Directions: Nothing but the lines below between the line holding "RacingTadpole: good point." and the line holding "RacingTadpole: I just", inclusive, should appear in the answer, each set down exactly.

Exercise materials:
⁂
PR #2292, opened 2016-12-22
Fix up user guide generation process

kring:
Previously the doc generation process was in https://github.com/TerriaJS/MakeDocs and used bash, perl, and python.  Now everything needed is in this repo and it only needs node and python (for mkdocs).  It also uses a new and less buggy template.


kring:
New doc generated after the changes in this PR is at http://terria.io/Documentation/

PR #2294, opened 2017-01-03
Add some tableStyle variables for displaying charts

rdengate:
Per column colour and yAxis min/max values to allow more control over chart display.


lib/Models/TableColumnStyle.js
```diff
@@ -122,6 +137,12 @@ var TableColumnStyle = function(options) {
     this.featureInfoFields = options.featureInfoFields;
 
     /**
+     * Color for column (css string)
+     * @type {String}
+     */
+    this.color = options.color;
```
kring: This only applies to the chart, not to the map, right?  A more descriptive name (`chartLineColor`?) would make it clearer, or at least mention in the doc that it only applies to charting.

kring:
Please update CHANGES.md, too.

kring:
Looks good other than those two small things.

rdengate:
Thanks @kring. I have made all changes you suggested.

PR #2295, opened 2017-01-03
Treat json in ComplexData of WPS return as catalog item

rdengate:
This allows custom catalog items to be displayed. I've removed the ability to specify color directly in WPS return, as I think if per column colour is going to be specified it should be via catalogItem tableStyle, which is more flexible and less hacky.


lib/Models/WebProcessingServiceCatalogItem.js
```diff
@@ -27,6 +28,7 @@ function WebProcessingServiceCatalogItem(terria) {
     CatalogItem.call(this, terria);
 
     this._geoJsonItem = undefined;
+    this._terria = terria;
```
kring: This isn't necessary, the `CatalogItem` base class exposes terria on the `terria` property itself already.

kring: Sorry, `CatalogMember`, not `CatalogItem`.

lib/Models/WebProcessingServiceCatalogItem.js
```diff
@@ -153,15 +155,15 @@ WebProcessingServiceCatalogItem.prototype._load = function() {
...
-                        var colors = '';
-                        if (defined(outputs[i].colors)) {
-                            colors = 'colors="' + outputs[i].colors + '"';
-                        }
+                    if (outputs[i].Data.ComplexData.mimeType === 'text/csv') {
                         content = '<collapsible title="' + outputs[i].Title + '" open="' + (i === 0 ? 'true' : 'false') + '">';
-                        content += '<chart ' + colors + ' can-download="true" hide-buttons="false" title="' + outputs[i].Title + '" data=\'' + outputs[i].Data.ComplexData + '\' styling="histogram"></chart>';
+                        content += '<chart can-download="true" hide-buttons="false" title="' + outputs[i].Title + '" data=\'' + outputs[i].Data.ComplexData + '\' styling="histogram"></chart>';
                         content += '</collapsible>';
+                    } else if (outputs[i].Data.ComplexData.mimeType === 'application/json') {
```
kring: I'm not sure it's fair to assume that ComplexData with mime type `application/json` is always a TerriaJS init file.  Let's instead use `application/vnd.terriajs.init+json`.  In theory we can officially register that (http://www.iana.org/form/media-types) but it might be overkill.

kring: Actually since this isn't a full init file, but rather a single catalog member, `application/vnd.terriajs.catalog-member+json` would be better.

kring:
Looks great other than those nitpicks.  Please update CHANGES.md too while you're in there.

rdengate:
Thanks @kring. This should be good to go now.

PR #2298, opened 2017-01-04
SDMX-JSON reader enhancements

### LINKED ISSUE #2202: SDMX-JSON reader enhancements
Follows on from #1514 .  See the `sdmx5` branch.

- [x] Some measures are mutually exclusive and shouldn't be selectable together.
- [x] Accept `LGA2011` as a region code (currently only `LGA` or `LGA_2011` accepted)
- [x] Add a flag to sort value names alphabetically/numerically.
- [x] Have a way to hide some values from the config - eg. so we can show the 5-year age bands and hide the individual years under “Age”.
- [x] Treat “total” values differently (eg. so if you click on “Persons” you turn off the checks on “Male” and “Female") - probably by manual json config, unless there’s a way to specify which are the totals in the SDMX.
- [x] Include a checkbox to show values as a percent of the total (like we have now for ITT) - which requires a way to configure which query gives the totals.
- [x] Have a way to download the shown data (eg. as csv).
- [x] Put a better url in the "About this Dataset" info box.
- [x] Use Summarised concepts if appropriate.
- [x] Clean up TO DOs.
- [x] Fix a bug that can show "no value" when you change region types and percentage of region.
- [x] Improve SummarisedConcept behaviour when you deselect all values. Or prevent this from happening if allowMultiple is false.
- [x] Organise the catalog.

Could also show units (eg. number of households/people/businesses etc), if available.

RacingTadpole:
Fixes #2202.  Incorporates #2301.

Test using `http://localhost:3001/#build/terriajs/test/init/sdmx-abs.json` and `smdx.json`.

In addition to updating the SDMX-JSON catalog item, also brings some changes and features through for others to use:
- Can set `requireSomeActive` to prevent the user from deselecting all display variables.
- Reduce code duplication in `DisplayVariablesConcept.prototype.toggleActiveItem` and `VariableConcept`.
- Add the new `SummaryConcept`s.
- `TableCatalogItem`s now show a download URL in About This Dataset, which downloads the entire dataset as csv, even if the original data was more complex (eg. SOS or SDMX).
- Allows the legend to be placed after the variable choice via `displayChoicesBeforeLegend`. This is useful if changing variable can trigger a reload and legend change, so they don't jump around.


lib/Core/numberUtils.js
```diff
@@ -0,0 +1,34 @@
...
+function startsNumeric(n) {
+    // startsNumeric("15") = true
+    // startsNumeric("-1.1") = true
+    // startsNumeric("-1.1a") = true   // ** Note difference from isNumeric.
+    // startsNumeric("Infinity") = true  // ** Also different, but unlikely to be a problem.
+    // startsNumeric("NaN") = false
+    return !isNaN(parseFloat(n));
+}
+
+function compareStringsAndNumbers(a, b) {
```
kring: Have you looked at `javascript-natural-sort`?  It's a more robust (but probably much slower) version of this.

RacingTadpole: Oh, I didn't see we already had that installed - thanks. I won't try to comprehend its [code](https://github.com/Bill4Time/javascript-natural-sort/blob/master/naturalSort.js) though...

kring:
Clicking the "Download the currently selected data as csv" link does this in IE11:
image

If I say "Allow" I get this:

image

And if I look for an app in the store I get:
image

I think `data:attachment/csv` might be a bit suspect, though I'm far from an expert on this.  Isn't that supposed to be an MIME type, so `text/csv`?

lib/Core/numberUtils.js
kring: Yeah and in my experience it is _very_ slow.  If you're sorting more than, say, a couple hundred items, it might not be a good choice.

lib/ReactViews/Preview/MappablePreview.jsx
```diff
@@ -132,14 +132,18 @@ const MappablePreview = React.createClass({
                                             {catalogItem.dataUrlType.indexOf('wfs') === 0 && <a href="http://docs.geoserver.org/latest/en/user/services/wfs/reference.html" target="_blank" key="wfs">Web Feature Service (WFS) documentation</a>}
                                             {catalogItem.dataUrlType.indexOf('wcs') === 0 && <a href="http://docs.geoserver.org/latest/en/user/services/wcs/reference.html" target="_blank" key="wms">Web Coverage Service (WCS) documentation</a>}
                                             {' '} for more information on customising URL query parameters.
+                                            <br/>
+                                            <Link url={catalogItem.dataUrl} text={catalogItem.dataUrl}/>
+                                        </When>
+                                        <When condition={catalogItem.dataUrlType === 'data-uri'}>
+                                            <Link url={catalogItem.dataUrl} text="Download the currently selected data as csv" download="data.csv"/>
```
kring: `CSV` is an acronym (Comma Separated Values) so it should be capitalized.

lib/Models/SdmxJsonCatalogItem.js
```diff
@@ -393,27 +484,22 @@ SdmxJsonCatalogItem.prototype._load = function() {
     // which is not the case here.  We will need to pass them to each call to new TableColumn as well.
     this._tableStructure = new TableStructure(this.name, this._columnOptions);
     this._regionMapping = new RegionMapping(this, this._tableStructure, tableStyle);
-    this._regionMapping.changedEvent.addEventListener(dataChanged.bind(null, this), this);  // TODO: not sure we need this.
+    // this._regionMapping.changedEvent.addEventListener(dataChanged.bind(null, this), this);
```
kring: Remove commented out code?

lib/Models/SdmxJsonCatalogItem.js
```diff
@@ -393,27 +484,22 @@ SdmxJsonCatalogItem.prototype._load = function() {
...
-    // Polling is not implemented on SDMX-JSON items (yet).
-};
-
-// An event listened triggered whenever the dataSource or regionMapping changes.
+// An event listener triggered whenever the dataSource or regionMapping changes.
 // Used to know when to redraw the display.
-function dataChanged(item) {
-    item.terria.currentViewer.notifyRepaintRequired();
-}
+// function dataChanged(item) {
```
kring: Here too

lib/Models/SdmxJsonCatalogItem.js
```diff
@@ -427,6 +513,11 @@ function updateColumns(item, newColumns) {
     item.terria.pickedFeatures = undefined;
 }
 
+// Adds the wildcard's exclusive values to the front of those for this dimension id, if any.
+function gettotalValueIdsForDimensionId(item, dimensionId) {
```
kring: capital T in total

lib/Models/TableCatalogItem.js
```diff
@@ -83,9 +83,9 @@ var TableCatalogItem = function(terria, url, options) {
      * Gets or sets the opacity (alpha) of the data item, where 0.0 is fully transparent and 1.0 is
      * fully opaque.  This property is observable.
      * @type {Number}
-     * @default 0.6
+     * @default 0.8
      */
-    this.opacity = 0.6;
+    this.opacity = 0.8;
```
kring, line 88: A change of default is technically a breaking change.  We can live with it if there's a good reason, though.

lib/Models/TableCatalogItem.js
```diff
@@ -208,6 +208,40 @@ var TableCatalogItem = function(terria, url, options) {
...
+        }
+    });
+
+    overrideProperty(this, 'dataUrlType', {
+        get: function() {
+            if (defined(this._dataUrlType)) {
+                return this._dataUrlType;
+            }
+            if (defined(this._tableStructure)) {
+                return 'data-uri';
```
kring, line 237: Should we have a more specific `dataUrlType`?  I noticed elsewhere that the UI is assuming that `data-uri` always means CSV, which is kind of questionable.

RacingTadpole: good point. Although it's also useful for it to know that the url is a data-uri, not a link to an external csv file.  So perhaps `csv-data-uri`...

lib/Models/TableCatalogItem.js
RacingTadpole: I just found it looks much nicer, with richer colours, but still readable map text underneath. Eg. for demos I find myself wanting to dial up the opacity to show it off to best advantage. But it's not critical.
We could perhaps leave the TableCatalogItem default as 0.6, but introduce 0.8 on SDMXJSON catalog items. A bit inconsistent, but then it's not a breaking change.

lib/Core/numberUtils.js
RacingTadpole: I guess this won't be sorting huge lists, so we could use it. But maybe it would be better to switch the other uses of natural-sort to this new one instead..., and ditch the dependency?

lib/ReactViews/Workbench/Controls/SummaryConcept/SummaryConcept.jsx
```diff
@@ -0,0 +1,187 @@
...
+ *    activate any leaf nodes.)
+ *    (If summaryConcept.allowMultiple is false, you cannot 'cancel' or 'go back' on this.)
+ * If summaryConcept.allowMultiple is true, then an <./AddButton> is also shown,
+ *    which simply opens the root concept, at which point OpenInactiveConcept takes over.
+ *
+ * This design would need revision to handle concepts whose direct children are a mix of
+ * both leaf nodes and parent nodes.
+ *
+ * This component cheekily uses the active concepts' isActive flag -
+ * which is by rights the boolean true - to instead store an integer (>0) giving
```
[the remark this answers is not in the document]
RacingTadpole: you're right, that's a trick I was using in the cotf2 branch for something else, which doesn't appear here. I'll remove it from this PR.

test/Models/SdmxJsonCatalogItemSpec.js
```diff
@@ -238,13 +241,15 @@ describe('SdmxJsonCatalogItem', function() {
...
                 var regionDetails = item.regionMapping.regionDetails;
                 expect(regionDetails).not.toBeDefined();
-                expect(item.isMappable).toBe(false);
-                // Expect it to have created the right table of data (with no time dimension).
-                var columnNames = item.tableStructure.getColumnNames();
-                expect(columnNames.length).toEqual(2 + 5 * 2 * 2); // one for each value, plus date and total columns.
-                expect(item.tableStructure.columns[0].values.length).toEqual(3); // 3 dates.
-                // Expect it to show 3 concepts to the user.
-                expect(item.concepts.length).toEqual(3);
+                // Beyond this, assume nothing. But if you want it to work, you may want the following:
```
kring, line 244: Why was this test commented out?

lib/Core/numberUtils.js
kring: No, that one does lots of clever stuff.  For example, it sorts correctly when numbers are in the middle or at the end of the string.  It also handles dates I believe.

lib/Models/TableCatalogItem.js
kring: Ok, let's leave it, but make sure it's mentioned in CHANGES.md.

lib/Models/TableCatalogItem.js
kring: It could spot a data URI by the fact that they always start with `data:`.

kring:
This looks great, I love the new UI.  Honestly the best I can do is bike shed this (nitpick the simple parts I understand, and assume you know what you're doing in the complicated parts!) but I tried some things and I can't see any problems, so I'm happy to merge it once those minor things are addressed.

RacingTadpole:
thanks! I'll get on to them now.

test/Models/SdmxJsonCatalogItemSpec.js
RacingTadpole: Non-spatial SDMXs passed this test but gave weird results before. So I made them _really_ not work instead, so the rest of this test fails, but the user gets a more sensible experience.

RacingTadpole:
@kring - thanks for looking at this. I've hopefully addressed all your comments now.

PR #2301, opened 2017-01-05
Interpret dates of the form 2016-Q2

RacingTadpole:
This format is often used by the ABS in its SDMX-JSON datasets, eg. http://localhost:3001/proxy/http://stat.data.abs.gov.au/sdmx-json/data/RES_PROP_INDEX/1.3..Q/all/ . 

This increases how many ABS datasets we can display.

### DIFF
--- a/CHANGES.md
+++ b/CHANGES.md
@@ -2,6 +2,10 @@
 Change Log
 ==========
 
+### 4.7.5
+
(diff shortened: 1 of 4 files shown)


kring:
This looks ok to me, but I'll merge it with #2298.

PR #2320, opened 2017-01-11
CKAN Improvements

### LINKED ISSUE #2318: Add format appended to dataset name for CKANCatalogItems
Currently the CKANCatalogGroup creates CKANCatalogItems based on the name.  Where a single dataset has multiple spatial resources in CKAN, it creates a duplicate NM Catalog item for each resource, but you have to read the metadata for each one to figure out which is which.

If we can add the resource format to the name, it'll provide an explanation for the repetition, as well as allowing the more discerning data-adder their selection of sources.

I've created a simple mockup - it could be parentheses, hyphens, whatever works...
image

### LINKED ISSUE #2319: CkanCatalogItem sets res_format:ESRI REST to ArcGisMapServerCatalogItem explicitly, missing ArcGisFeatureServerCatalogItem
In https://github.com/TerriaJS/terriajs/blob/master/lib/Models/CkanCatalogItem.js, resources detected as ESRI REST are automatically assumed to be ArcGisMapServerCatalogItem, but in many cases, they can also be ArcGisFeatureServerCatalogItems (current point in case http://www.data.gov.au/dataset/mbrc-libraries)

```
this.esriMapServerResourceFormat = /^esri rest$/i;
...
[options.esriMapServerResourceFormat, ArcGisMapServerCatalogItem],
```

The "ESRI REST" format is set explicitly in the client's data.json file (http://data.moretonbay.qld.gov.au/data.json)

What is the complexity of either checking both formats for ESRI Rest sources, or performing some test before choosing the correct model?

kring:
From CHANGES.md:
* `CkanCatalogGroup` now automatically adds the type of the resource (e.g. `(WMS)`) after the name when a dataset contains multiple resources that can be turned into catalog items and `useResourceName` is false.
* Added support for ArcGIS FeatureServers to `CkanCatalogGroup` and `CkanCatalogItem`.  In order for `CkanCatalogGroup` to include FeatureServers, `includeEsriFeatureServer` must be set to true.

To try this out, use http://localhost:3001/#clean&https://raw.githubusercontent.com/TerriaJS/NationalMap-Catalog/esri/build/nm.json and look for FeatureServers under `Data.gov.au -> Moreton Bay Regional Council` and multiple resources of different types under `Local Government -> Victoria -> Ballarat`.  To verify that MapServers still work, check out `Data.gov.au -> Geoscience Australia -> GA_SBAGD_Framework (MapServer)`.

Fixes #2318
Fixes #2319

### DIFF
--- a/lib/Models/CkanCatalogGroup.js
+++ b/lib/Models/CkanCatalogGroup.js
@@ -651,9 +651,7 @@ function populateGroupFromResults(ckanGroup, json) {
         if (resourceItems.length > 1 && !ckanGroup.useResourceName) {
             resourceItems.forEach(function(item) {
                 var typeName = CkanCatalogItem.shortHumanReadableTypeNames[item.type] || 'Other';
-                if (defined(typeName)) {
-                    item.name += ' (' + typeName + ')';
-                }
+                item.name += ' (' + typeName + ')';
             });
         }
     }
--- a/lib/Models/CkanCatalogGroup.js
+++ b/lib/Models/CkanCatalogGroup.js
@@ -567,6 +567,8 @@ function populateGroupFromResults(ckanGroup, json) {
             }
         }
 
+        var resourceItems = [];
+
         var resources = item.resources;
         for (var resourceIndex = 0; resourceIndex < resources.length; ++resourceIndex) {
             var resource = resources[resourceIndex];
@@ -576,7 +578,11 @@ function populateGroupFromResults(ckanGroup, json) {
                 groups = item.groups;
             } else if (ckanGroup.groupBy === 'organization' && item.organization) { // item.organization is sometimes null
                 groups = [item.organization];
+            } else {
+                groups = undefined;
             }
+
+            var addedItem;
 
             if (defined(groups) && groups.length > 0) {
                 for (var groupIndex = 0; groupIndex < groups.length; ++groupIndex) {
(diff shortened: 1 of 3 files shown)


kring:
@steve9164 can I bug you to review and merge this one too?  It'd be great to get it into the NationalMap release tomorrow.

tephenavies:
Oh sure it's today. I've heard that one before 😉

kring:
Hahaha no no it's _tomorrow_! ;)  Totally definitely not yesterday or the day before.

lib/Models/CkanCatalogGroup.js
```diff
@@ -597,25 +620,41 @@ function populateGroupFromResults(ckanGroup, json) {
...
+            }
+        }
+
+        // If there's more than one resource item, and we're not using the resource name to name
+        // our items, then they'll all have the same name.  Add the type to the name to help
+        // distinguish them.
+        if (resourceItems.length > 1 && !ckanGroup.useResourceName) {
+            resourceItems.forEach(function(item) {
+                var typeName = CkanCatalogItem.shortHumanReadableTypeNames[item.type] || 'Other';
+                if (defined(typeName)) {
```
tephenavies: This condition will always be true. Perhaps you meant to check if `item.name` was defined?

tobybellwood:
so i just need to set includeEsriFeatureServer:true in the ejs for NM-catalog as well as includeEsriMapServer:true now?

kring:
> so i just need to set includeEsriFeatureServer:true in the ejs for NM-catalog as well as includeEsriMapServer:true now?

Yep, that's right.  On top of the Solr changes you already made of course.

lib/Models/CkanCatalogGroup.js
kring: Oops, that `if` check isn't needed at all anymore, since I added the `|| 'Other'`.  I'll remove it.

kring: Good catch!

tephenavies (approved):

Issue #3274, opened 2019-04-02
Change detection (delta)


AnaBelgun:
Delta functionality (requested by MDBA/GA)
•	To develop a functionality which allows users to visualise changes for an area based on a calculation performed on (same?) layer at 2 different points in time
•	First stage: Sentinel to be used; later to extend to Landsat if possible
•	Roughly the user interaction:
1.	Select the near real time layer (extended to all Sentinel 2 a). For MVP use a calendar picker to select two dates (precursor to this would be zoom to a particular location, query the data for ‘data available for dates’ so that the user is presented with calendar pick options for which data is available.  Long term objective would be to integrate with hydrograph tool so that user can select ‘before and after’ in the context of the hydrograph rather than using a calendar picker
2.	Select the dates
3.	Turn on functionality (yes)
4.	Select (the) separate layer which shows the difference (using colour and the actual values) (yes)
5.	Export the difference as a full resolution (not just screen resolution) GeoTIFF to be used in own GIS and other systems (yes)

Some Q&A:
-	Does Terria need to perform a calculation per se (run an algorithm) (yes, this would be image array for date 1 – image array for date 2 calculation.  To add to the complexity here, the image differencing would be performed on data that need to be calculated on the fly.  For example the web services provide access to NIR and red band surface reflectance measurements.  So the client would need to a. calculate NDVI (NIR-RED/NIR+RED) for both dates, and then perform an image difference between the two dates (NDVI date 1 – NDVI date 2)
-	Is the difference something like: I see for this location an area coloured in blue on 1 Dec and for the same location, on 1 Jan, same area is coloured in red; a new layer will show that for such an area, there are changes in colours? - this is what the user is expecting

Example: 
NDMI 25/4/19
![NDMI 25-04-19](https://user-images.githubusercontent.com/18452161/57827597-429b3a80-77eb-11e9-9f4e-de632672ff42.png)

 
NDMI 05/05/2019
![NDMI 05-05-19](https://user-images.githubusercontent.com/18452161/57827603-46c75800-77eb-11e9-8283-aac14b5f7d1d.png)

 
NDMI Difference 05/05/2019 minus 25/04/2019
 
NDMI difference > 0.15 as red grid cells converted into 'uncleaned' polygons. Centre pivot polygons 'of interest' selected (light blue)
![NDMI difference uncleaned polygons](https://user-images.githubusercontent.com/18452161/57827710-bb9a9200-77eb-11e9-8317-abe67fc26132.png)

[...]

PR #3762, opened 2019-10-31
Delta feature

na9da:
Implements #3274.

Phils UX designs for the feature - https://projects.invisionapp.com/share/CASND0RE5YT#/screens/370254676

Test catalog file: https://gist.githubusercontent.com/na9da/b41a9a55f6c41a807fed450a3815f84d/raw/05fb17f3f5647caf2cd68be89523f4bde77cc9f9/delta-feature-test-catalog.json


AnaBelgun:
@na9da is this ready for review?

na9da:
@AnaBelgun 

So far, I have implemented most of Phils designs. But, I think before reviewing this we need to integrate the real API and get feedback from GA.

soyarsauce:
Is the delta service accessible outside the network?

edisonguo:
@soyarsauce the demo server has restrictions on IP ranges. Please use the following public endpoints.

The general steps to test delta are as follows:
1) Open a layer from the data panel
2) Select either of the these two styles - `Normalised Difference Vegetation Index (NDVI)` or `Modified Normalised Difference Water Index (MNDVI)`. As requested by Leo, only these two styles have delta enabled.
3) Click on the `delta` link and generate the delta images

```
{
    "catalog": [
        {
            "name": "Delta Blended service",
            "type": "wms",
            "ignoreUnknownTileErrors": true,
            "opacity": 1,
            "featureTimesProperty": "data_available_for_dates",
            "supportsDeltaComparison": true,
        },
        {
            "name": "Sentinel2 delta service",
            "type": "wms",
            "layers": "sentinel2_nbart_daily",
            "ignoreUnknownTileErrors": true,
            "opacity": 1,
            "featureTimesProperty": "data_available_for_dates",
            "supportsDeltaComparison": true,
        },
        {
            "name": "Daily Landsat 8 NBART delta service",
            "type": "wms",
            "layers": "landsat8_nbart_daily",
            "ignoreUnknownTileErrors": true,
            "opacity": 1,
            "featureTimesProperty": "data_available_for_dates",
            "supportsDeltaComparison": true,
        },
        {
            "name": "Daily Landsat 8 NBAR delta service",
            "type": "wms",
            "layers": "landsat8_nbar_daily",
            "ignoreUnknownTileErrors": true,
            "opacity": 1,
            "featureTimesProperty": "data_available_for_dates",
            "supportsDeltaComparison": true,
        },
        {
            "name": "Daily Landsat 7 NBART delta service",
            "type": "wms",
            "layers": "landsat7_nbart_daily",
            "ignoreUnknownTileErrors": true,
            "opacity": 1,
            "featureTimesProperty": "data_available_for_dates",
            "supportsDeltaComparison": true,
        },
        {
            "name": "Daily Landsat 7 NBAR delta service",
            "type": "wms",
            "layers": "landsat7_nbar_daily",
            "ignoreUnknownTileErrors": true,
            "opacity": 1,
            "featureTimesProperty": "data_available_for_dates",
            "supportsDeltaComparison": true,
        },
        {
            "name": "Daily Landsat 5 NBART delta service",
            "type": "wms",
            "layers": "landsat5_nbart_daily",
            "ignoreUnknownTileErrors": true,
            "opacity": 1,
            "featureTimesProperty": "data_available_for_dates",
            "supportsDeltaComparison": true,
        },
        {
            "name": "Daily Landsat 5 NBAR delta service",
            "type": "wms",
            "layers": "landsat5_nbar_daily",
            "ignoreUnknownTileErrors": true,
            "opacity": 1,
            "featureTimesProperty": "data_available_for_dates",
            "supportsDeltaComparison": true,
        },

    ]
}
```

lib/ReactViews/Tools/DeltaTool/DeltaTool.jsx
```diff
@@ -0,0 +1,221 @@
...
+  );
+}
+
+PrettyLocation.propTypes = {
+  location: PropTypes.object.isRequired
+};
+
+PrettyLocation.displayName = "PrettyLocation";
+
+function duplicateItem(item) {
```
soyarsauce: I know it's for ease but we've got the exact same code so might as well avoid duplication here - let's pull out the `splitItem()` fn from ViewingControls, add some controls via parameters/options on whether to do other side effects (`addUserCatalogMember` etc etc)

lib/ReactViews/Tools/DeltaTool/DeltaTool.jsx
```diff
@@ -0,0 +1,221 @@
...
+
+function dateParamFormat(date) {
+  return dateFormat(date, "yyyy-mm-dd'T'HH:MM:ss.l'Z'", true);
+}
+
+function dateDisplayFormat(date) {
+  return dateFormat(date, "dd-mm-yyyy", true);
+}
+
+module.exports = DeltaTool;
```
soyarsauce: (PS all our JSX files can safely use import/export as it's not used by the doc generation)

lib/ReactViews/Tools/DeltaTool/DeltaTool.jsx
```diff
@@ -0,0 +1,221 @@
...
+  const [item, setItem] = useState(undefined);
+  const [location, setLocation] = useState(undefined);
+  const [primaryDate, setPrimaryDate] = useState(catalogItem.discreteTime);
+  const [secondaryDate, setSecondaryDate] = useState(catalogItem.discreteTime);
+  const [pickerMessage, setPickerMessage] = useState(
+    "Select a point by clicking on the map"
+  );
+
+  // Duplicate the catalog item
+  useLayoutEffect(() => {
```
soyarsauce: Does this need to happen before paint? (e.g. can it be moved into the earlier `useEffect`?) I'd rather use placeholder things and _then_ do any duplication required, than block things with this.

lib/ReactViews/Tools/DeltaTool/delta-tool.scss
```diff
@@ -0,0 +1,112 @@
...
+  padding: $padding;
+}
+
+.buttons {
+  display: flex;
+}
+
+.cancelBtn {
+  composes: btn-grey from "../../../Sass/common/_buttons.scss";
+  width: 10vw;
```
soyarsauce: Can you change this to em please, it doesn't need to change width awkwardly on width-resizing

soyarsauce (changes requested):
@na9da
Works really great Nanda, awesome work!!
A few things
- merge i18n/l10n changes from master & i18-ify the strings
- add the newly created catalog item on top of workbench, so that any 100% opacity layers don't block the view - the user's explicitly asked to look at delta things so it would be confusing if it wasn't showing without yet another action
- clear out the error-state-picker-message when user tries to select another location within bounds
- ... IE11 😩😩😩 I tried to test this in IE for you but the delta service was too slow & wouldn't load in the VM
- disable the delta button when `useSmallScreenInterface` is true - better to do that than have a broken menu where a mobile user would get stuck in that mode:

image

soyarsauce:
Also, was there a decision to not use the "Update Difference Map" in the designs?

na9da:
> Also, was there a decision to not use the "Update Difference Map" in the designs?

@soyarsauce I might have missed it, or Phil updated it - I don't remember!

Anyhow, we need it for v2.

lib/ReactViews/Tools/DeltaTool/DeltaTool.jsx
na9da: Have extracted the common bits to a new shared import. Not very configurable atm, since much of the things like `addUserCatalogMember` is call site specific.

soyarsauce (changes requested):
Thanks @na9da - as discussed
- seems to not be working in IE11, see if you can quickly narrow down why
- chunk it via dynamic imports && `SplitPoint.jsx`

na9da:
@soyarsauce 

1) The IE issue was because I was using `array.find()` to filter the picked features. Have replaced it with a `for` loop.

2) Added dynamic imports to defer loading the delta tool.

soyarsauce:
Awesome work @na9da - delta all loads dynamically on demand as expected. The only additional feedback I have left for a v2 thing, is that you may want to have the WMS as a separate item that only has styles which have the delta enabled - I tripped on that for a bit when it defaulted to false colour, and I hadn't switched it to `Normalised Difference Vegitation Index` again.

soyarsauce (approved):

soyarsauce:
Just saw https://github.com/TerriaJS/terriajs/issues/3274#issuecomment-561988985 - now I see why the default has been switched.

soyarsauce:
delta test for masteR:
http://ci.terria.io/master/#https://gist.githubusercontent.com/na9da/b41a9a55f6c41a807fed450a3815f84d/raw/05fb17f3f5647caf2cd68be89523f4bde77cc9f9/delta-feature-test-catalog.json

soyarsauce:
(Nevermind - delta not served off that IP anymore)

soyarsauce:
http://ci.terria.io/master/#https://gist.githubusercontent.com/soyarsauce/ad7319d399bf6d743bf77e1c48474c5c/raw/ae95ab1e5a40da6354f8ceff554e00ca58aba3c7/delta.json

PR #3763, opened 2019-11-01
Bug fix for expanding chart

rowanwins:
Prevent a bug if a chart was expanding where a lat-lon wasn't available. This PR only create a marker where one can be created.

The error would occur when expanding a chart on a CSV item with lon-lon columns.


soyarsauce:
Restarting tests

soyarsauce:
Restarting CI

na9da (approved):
⁂
Solution to the exercise:
RacingTadpole: good point. Although it's also useful for it to know that the url is a data-uri, not a link to an external csv file.  So perhaps `csv-data-uri`...

lib/Models/TableCatalogItem.js
RacingTadpole: I just found it looks much nicer, with richer colours, but still readable map text underneath. Eg. for demos I find myself wanting to dial up the opacity to show it off to best advantage. But it's not critical.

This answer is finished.